CUMBERLAND — While this city is home to many families with deep roots, details of how their relatives settled in neighborhoods, particularly between about 1850-1920, aren’t easy to find, Ruth Davis-Rogers said.
As Cumberland’s historic preservation planner, she hopes to change that.
Davis-Rogers wants to identify and document areas of Cumberland where various ethnic groups were established.
“We had so many immigrants coming to this area,” she said and added more information is needed to uncover the evolution of the city’s neighborhoods.
“It’s very hard to connect the dots,” Davis-Rogers said. “It’s trying to piece together these puzzles.”
She asks that folks email her at email@example.com with information and records about their relatives from roughly 100 to 175 years ago.
Letters can also be mailed to Cumberland City Hall care of Ruth Davis-Rogers at 57 N. Liberty St., Cumberland, Maryland 21502.
“Are there oral histories in their families … diaries?” Davis-Rogers said and added sometimes bibles and letters provide information. “As our families age, these stories get lost.”

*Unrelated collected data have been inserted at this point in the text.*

PR #148, opened 2023-10-21
patch: support IP address connections to LND nodes

okjodom:
This patch uses an updated version of [fedimint-tonic-lnd](https://crates.io/crates/fedimint-tonic-lnd) that supports IP address connections to LND nodes.
> wip: **not for check-in**


sr-gi:
It may be worth waiting for the PR to be merged. It LGTM, but just in case things can be improved.

If it takes too long, then we can just merge it.

Really nice work!

okjodom:
closing in favor of #151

She’s working with local historians and researching old census, newspaper and obituary information, but added substantial community data was destroyed when Cumberland’s city hall burned in the early 1900s.
“We lost a lot of records,” Davis-Rogers said.
She hopes the community can help her learn where folks shopped, worked and went to school and church.
Davis-Rogers talked of Cumberland’s evolution from a colonial fort to an industrial center.
Various modes of transportation that traveled through Cumberland influenced local industries, buildings that were constructed, where the city expanded and who populated its streets, she said.
Immigrants moved to Cumberland to work on the transportation networks, including the railroad, C&O canal and National Road, Davis-Rogers said.
Cumberland was a melting pot of people from other parts of the world who influenced local architectural styles and development patterns, she said.
“This will be a long project,” Davis-Rogers said of collecting information. “We’re still in the early stages.”
Eve Hutcherson, 21, is a student at William & Mary in Williamsburg, Virginia.
She recently worked as an intern on the project to gather historical information that relates to places of worship, employment, and neighborhoods.
“We are looking to gain public input and knowledge about these groups,” Hutcherson said.